Temporal Workflow Engine PoC
Proposers
- @arndtd Daniel Arndt (Canonical)
- @aticig Gülsüm Atici (Canonical)
- @beierlm Mark Beierl (Canonical)
- @calvinosanc1 Guillermo Calviño (Canonical)
- @faccind Dario Faccin (Canonical)
- @reinosop Patricia Reinoso (Canonical)
Description
OSM has task management that is used for performing operations, such as deploying a Network Service, creating a VIM account, deploying VM VDUs, etc. Each of these tasks are managed in different ways, for example LCM and RO have different implementations and bugs might need to be fixed twice. The existing task management needs improvement in the following areas:
- Recovery from failure (pod crash)
- Timeouts
- Scale (only 1 unit is active right now)
- Coordination of tasks (LCM deploy calls RO to deploy VMs, but the two tasks have no coordination other than in the LCM's working memory)
- Cancellation of tasks
Rather than taking on the full responsibility for designing and developing a robust framework, this feature proposes the use of Temporal as a task management framework.

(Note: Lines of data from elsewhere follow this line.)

PR #18363, opened 2024-12-25
[Enterprise, GPO] Add "Default Terminal app" policy to definition template

### LINKED ISSUE #18302: Group Policy to control default Terminal setting
Since a year or longer I can choose if WT is the default conhost.

Is it possible to implement a policy that allows company admins to control this centralized?

htcfreek:

This PR implements a policy definition for setting/enforcing the default terminal application.

image

GitHub (issues):
- https://github.com/microsoft/terminal/issues/18302
- https://github.com/microsoft/terminal/discussions/18303

Docs:
- https://support.microsoft.com/en-us/windows/command-prompt-and-windows-powershell-for-windows-11-6453ce98-da91-476f-8651-5c14d5777c20
- https://github.com/microsoft/terminal/discussions/13153#discussioncomment-6064759

This PR adds a new policy definition to the ADMX templates for settings the default Terminal application in Windows.

> [!Note]
> This PR does not change any code of Windows, Console Host or WIndows Terminal. It only adds the definiton for a new policy to the templates.

I got the registry values form the documentation and by testing the values.

The policy is only available as user policy because the registry values have to be in HKCU.

The Policy is implemented as preference (not inside the Policy key) and therefore keeps it's value on removing (not configured) it. You can see this in `gpedit.msc` on the policy symbol and the hint in the description.
image

## Validation Steps Performed

Manual testing the policy.

## PR Checklist
- [x] Closes #18302
- [ ] Tests added/passed
- [x] Documentation updated
   - If checked, please file a pull request on [our docs repo](https://github.com/MicrosoftDocs/terminal) and link it here: MicrosoftDocs/terminal/pull/823

### DIFF
--- a/policies/WindowsTerminal.admx
+++ b/policies/WindowsTerminal.admx
@@ -1,85 +1,85 @@
 <?xml version="1.0" encoding="utf-8"?>
 <!--  (c) 2024 Microsoft Corporation  -->
 <policyDefinitions xmlns:xsd="http://www.w3.org/2001/XMLSchema" xmlns:xsi="http://www.w3.org/2001/XMLSchema-instance" revision="1.0" schemaVersion="1.0" xmlns="http://schemas.microsoft.com/GroupPolicy/2006/07/PolicyDefinitions">
-	<policyNamespaces>
-		<target prefix="terminal" namespace="Microsoft.Policies.WindowsTerminal"/>
-		<using prefix="windows" namespace="Microsoft.Policies.Windows"/>
-	</policyNamespaces>
-	<resources minRequiredRevision="1.0"/>
-	<supportedOn>
-		<definitions>
-			<definition name="SUPPORTED_WindowsTerminal_1_21" displayName="$(string.SUPPORTED_WindowsTerminal_1_21)"/>
-			<definition name="SUPPORTED_DefaultTerminalApplication" displayName="$(string.SUPPORTED_DefaultTerminalApplication)"/>
-		</definitions>
-	</supportedOn>
-	<categories>
-		<category name="WindowsTerminal" displayName="$(string.WindowsTerminal)">
-			<parentCategory ref="windows:WindowsComponents"/>
-		</category>
-	</categories>
-	<policies>
-		<policy name="DisabledProfileSources" class="Both" displayName="$(string.DisabledProfileSources)" explainText="$(string.DisabledProfileSourcesText)" presentation="$(presentation.DisabledProfileSources)" key="Software\Policies\Microsoft\Windows Terminal">
-			<parentCategory ref="WindowsTerminal"/>
-			<supportedOn ref="SUPPORTED_WindowsTerminal_1_21"/>
-			<elements>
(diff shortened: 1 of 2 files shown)


htcfreek:
Can you please assign me.

DHowett:
So, this is technically a third-party extensibility point. Can the policy support a freeform GUID entry (or GUID pair entry, as it were) for any third party terminals that have onboarded?

htcfreek:
> So, this is technically a third-party extensibility point. Can the policy support a freeform GUID entry (or GUID pair entry, as it were) for any third party terminals that have onboarded?

No. Not in the same policy setting. We need a fixed value data for each drop-down item in the same registry value. And as this is not a real policy in `Software\Policies` we can't use a dummy enum registry value. It wouldn't be deleted on disabling the policy.

We can only try to implement a second policy definition using two text boxes and hopefully they won't conflict in the `.pol` file then. (Or we completely switch to text boxes and list the guids in the description.)

I think: If an admin needs a value that doesn't fit to the predefined ones, he can still use the currently documented way with registry gpp.

htcfreek:
@DHowett 
What do you want?
1. Merge as is.
2. Second policy for custom config with text boxrs. (If that works and don't conflict.)
3. Switch from drop down to text boxes.
4.Write dumy value and add "custom" drop-down item. (If that works.)

htcfreek:
> So, this is technically a third-party extensibility point. Can the policy support a freeform GUID entry (or GUID pair entry, as it were) for any third party terminals that have onboarded?

@DHowett 
I did some tests now and there are two options. Both solutions support default value(s).
1. **Policy with drop-down that has fixed values.**
image
2. **Policy with two text boxes and well-known combinations listed in the description.**
image

**But while testing I found a strange and uncool behavior: Even if I define a "disabledList", the values will be deleted in Registry if the policy is disabled. Is this a blocking problem for us? (I have tested that WT and Console won't crash.)**

htcfreek:
@DHowett 
Any updates on this? What should we do with the PR?

DHowett (approved):
Alright, I thought about this for a while. Clearly, it has been a while.

We have no other 3p terminals that plug in to this mechanism.
Your solution of having the dropdown is, right now, more elegant and closer to product truth.

I think your original implementation was the right one.

Thank you so much for doing it, and for your patience. :)

DHowett:
I reset your branch to the point in time before you did the freeform textbox work. :)

DHowett (approved):

htcfreek:
@DHowett 
Who is able to finally approve and merge? PR is still blocked.

DHowett:
> Who is able to finally approve and merge? PR is still blocked.

I got pulled into a meeting before I could click the button :P

carlos-zamora (approved):
Looks good. Thanks for doing this!

htcfreek:
@DHowett , @carlos-zamora 
What is the release version that will contain the updated templates? You can back port the PR to the next stable patch.

Btw, please don't forget the docs merge on release.

PR #18387, opened 2025-01-03
Fix Microsoft.Windows.Console.ConPTY package runtime identifiers

mitchcapper:
win10-* is no longer a valid rid

https://learn.microsoft.com/en-us/dotnet/core/compatibility/sdk/8.0/rid-graph

This package would fail to install the dependencies to the correct location in .net 8 and later by default.  win-x64 is a valid runtime id in prior .net versions so I think this should be back compat.   

Without this the package fails to do its job on newer builds unless `  <UseRidGraph>true</UseRidGraph>` and the user sets `win10-x64` as their RID in their project file.

### DIFF
--- a/src/winconpty/package/native/Microsoft.Windows.Console.ConPTY.targets
+++ b/src/winconpty/package/native/Microsoft.Windows.Console.ConPTY.targets
@@ -5,11 +5,11 @@
       <AdditionalIncludeDirectories>$(MSBuildThisFileDirectory)..\..\inc\;%(AdditionalIncludeDirectories)</AdditionalIncludeDirectories>
     </ClCompile>
     <Link>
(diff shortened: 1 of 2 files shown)


DHowett:
> no longer

ugh. an ecosystem that keeps changing like this should be doomed.

DHowett (approved):
thanks! do we need similar for the Wpf control?

mitchcapper:
I did push an update with the build target file as well, it is the only other place in the entire repo that I see the older runtime style.

As for WPF: No, the WPF control doesn't have any hardcoded runtime ids like this for output targets (so it automatically is generating them with the correct path). 

image

DHowett (approved):

carlos-zamora (approved):

PR #18411, opened 2025-01-08
build: add a couple more signing variables to ESRP

DHowett:
This is in support of some identity changes we need to make.


DHowett:
why does `$[` not work? NOBODY KNOWS. WHATEVER.

PankajBhojwani (approved):

lhecker (approved):

PR #18412, opened 2025-01-08
Fix copy/paste when Terminal Chat is open

### LINKED ISSUE #16589: Ctrl+V to paste in Terminal Chat goes to the active control instead
### Windows Terminal version

1.20 canary

### Windows build number

The _adept with the AAD issues

### Other Software

_No response_

### Steps to reproduce

1. Leave the default Ctrl+V to paste in the settings
2. Open Terminal Chat
3. Try to paste with ctrl+v

### Expected Behavior

It should paste to the text box

### Actual Behavior

pastes to the Terminal instead 🤦

image

Right-click -> paste does work in there though

PankajBhojwani:
TerminalPage was handling the copy/paste actions even when TerminalChat was open, preventing the command from reaching the palette. This commit checks the visibility of the chat pane before handling these actions. 

## Validation Steps Performed
Paste/copy are handled appropriately if the chat is open.

## PR Checklist
- [x] Closes #16589
- [ ] Tests added/passed
- [ ] Documentation updated

### DIFF
--- a/src/cascadia/TerminalApp/AppActionHandlers.cpp
+++ b/src/cascadia/TerminalApp/AppActionHandlers.cpp
@@ -452,8 +452,15 @@ namespace winrt::TerminalApp::implementation
     void TerminalPage::_HandlePasteText(const IInspectable& /*sender*/,
                                         const ActionEventArgs& args)
     {
-        _PasteText();
-        args.Handled(true);
+        if (ExtensionPresenter().Visibility() == Visibility::Visible)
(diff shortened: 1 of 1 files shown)


carlos-zamora (commented):
Curious, why do we have to check if Terminal Chat is open and not for the Command Palette? Can't we do the same thing the Command Palette did (however that was; maybe it was with the [preview]key-down/-up handlers?)

Issue #18318, opened 2024-12-12
SUI Nullable Colors & Icon control Follow-ups


carlos-zamora:
Follow-ups from #17870:
- [A11y] Screen readers don't read expander's preview text
- Add Tab Color to settings UI
- Update CursorColor preview to display #FFFFFF as "invert"
- Use Leonard's font picker UI, with the Segoe icon picker, so that you can filter the list

malik-n:
>   [ ]  When using an emoji for the Profile icon, I run into this while using certain emojis (shield) though that might just be an issue with the emoji itself (not our problem?)
> 
> ![Image](https://github.com/user-attachments/assets/707f73a0-6beb-41f7-a8bf-4a8bf30c4314)

I am also experiencing this bug. Even though I have not tried different emojis yet. 
I am using 🖥️

PR #18418, opened 2025-01-09
Make SUI previews readable by screen readers

carlos-zamora:
Fixes a few accessibility bugs in the SettingContainer previews. Main changes include:
- `SettingContainer` was considered a separate UIA element from the inner expander. It's been marked as `AccessibilityView=Raw` to "remove" it from the UIA tree.
- Added a `CurrentValueAccessibleName` property to the `SettingContainer` to expose the current value to the screen reader for `SettingContainer`s that have expanders. Non-expander `SetttingContainer`s already worked fine.
- Applied `CurrentValueAccessibleName` to various settings throughout the settings UI for full coverage. Added a `CurrentValue` for the ones that were missing it.
- Removed a redundant/hidden tab stop in `Icon`

`Padding` was not updated since #18300 is handling that. This'll just automatically make it accessible.
Font axes and features weren't updated to show previews, but I'm happy to do it if given a suggestion.

Part of #18318

- `SettingContainer` updates:
   - `AccessibilityView = Raw` for `SettingContainer`s with expanders. This is because the expander itself is the one we care about. No need to have another layer of UIA objects saying it's a group.
   - Added a `CurrentValueAccessibleName` property
      - This specifically defines what should be read out by the screen reader, similar to `AutomationProperties.Name`
      - It updates automatically when `CurrentValue` changes. 
      - It's applied on the inner `Expander`, if one exists.
      - The accessible name is constructed to be `"<Header>: <CurrentValueAccessibleName>"`. If `CurrentValueAccessibleName` isn't provided, we try to use the `CurrentValue` if it's a string.
- Profile (and appearance) settings:
   - `Icon`'s value is now read out by a screen reader instead of staying silent. It'll read the icon path.
   - A redundant/hidden tab stop was removed from `Icon`.
   - `TabTitle` now displays/reads "None" if no tab title is set.
   - `ColorScheme` is now read out by a screen reader.
   - The color scheme overrides (i.e. `Foreground`, `Background`, `SelectionBackground`, and `CursorColor`) are now read out by a screen reader. Format is "#<hex value>".
   - `BackgroundImageAlignment` is now displayed and read out by a screen reader.
- `LaunchSize` is now displayed and read out by a screen reader. Format is "Width x Height".

## Validation Steps Performed
Tabbed through the settings UI with a screen reader. Each of these settings now reads out a preview.

### DIFF
--- a/src/cascadia/TerminalSettingsEditor/LaunchViewModel.cpp
+++ b/src/cascadia/TerminalSettingsEditor/LaunchViewModel.cpp
@@ -62,6 +62,10 @@ namespace winrt::Microsoft::Terminal::Settings::Editor::implementation
             {
                 _NotifyChanges(L"LaunchParametersCurrentValue");
             }
+            else if (viewModelProperty == L"InitialCols" || viewModelProperty == L"InitialRows")
+            {
+                _NotifyChanges(L"LaunchSizeCurrentValue");
+            }
         });
     }
 
@@ -203,6 +207,11 @@ namespace winrt::Microsoft::Terminal::Settings::Editor::implementation
         {
             _Settings.GlobalSettings().Language(currentLanguage);
         }
+    }
+
+    winrt::hstring LaunchViewModel::LaunchSizeCurrentValue() const
+    {
+        return winrt::hstring{ fmt::format(FMT_COMPILE(L"{} × {}"), InitialCols(), InitialRows()) };
     }
 
     winrt::hstring LaunchViewModel::LaunchParametersCurrentValue()
--- a/src/cascadia/TerminalSettingsEditor/SettingContainer.cpp
+++ b/src/cascadia/TerminalSettingsEditor/SettingContainer.cpp
@@ -15,6 +15,7 @@ namespace winrt::Microsoft::Terminal::Settings::Editor::implementation
     DependencyProperty SettingContainer::_FontIconGlyphProperty{ nullptr };
     DependencyProperty SettingContainer::_CurrentValueProperty{ nullptr };
     DependencyProperty SettingContainer::_CurrentValueTemplateProperty{ nullptr };
+    DependencyProperty SettingContainer::_CurrentValueAccessibleNameProperty{ nullptr };
     DependencyProperty SettingContainer::_HasSettingValueProperty{ nullptr };
     DependencyProperty SettingContainer::_SettingOverrideSourceProperty{ nullptr };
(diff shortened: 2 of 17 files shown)


src/cascadia/TerminalSettingsEditor/SettingContainer.cpp
```diff
@@ -279,4 +300,37 @@ namespace winrt::Microsoft::Terminal::Settings::Editor::implementation
...
+            if (const auto currentValAccessibleName{ CurrentValueAccessibleName() }; !currentValAccessibleName.empty())
+            {
+                // prefer CurrentValueAccessibleName, if it exists
+                name = name + L": " + currentValAccessibleName;
+            }
+            else if (const auto& currentVal{ CurrentValue() })
+            {
+                // the accessible name was not defined, so try to
+                // extract the value directly from the CurrentValue property
+                if (const auto currentValText{ currentVal.try_as<hstring>() })
```
DHowett, line 328: i love this

src/cascadia/TerminalSettingsEditor/SettingContainer.cpp
```diff
@@ -103,6 +113,12 @@ namespace winrt::Microsoft::Terminal::Settings::Editor::implementation
         }
     }
 
+    void SettingContainer::_OnCurrentValueChanged(const Windows::UI::Xaml::DependencyObject& d, const Windows::UI::Xaml::DependencyPropertyChangedEventArgs& /*e*/)
+    {
+        const auto& obj{ d.try_as<Editor::SettingContainer>() };
```
DHowett, line 118:
```suggestion
        const auto obj{ d.try_as<Editor::SettingContainer>() };
```

not necessary; decays to `const auto` anyway

src/cascadia/TerminalSettingsEditor/LaunchViewModel.cpp
```diff
@@ -205,6 +209,11 @@ namespace winrt::Microsoft::Terminal::Settings::Editor::implementation
         }
     }
 
+    winrt::hstring LaunchViewModel::LaunchSizeCurrentValue() const
+    {
+        return winrt::hstring{ fmt::format(FMT_COMPILE(L"{} × {}"), InitialCols(), InitialRows()) };
```
DHowett, line 214: love this!

DHowett (approved):
_God,_ this is very well done!

PankajBhojwani (approved):
This is awesome!

PR #19089, opened 2025-07-01
ConPTY: Emit DSR CPR on resize

### LINKED ISSUE #18725: ConPTY: Ask for the cursor position after each resize

ConPTY's reflow algorithm may differ from the hosting terminal and that may result in ConPTY returning wildly incorrect cursor positions via `GetConsoleCursorInfo`. This results in the cursor being inside the previous prompt when resizing PowerShell in VS Code.

Use the existing DSC CPR facilities in `VtIo` but make them more flexible so that they can be called more than once.

Complications:
* The request must block the console server
* ...but it must not block further incoming resizes (= debounce)

lhecker:
This will help terminals with a reflow behavior unlike
the one implemented in ConPTY, such as VS Code.

Closes #18725

## Validation Steps Performed
* Tested under a debugger ✅
* Use PowerShell 5 and reflow lines in the ConPTY buffer until they're
  pushed outside the top viewport. Then type something in the prompt.
  Cursor is in a consistent position, even if slightly off. ✅


src/host/VtInputThread.cpp
```diff
@@ -21,13 +21,13 @@ using namespace Microsoft::Console::VirtualTerminal;
 // - hPipe - a handle to the file representing the read end of the VT pipe.
 // - inheritCursor - a bool indicating if the state machine should expect a
 //      cursor positioning sequence. See MSFT:15681311.
-VtInputThread::VtInputThread(_In_ wil::unique_hfile hPipe, const bool inheritCursor) :
+VtInputThread::VtInputThread(_In_ wil::unique_hfile hPipe, std::function<void()> capturedCPR) :
```
lhecker, line 24: IDK if this approach is ideal.

carlos-zamora (approved):

DHowett (changes requested):
i shall like to Noodle about this

lhecker:
> [...] my tool generated this comment:

1. `std::make_unique` does not return null. = Your diagnosis is wrong.
2. That's true, but not an important issue. More importantly: Which classes and where? = Not helpful.
3. Also true, but again: Where? = Not that helpful.
4. This one is correct.
5. This one is correct.
6. This one is correct.
7. There are only 2 places in this PR that change the header includes. Both of them properly group them. = Your diagnosis is wrong.
8. Same as above.

---

> [...] I'd be super grateful if you could quickly reply to these two yes/no questions:

1. I can't speak for the other two, but it'd be a "no" for me. I've been using C++ for >2 decades so I can spot mere stylistic issues like this very easily. Even finding straight up bugs is only slightly more difficult. The real problem is finding overall implementation faults that span the entire project. Example: Could your tool have spotted the bug in #19088 which was only later found and fixed in #19096? I suspect not. And it was a super simple bug too. We have subtle flaws in our PRs that sometimes take a year or so to finally fix. So far, not a single AI tool has been effective for me in this regard.
2. I'd expect it to be inline review comments on the PR, so I know which lines of code you are referring to. But if you had done that without our agreement, I would've disliked that. Also, we have access to GitHub Copilot which offers the same thing your comment offers.

src/host/VtIo.cpp
```diff
@@ -226,6 +230,34 @@ bool VtIo::IsUsingVt() const
     return S_OK;
 }
 
+void VtIo::RequestCursorPositionFromTerminal()
+{
+    if (!_lookingForCursorPosition)
```
DHowett: Wait, but nobody sets this to true?

DHowett (changes requested):
I am not 100% clear on how this all works together

src/host/VtIo.cpp
lhecker: The debouncing logic was broken so it was always sent. (It does get set to true at the top of the file though.)

DHowett (approved):

PR #19109, opened 2025-07-08
Include the hash of the SID in the Window Class and Mutant

### LINKED ISSUE #18704: When using Portable Preview in domain environment, opening a terminal as different users when current user has windows open results in second terminal for current use and not the different user
### Windows Terminal version

1.23.10353.0 and 1.23.10732.0

### Windows build number

10.0.26100.3476

### Other Software

N\A

### Steps to reproduce

Computer needs to be domain joined. Also fixes noted at the end of https://github.com/microsoft/terminal/issues/18105 needs to be applied - i.e. Accent colors.
Setup WT portable Preview in location accessible to all users, e.g. C:\WT
Add .portable file and settings.json in settings folder.
Run C:\WT\WindowsTerminal.exe as current user
Terminal open correctly as current user
Run C:\WT\WindowsTerminal.exe as different user
Terminal requests correctly different user's credentials
Terminal then opens as current user and not the different user.
This has been tested on different computers and OS's all at least 24H2 Windows 11 or Server 2025 and all exhibit same effect.
Have used standard users, admin users, domain admin account with and without smartcards.

Notes:
Using Terminal portable stable (not preview) works correctly.
Using Terminal Portable stable for one session and Preview for the other works. Same is true for built-in app version and Terminal portable preview.
This does not seem to occur on a non-domain joined computer

### Expected Behavior

Opening Terminal as different user when one from current is also running results in second terminal opening as different user.

### Actual Behavior

Terminal Preview opens as same user as that running the first Terminal session.

DHowett:
Right now, we do not use a sufficiently unique name to disambiguate Terminal instances running on the same desktop.

Mutexes (mutants) are named objects that live in the user's session, under `Sessions\1\BaseNamedObjects` (for the local desktop session). When multiple users are logged into the same session--such as with "Run as different user"--they share a local BaseNamedObjects namespace. Ugh.

We cannot use [`CreatePrivateNamespace`] as it requires a boundary descriptor, and the only boundary descriptors supported by the current API are based on package identity. I also fear that `CreatePrivateNamespace` is subject to a race condition with `OpenPrivateNamespace`; Create will not Open an existing one, so we would need to back off and retry either opening or creating. Yuck.

After this commit, we will hash the user's SID into the name of both the window class and the mutant, right after the path hash (if running unpackaged).

Closes #18704

[`CreatePrivateNamespace`]: https://learn.microsoft.com/en-us/windows/win32/api/winbase/nf-winbase-createprivatenamespacea

### DIFF
--- a/src/cascadia/WindowsTerminal/WindowEmperor.cpp
+++ b/src/cascadia/WindowsTerminal/WindowEmperor.cpp
@@ -9,6 +9,7 @@
 #include <ScopedResourceLoader.h>
 #include <WtExeUtils.h>
 #include <til/hash.h>
+#include <wil/token_helpers.h>
 
 #include "AppHost.h"
 #include "resource.h"
@@ -275,7 +276,7 @@ AppHost* WindowEmperor::_mostRecentWindow() const noexcept
 void WindowEmperor::HandleCommandlineArgs(int nCmdShow)
 {
     std::wstring windowClassName;
-    windowClassName.reserve(47); // "Windows Terminal Preview Admin 0123456789012345"
+    windowClassName.reserve(64); // "Windows Terminal Preview Admin 0123456789012345 0123456789012345"
 #if defined(WT_BRANDING_RELEASE)
     windowClassName.append(L"Windows Terminal");
 #elif defined(WT_BRANDING_PREVIEW)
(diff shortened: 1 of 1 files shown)


DHowett:
image

Screenshot from WinObj

lhecker (approved):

Temporal is a scalable and reliable runtime for Reentrant Processes called Temporal Workflow Executions. The Temporal Platform consists of a Temporal Cluster and Worker Processes. Together these components create a runtime for Workflow Executions. A Temporal Application is a set of Temporal Workflow Executions. Each Temporal Workflow Execution has exclusive access to its local state, executes concurrently to all other Workflow Executions, and communicates with other Workflow Executions and the environment via message passing.
In order to use Temporal, the upstream Temporal OCI is deployed to the OSM namespace. It uses the existing MySQL container as its datastore, and the various OSM modules can register as clients or workers.
https://docs.temporal.io/temporal
Demo or definition of done
Proof of Concept demonstrating some OSM operations as Workflows.
Design Documentation
Instead of Etherpad, we are going to use GitLab wiki to track the designs.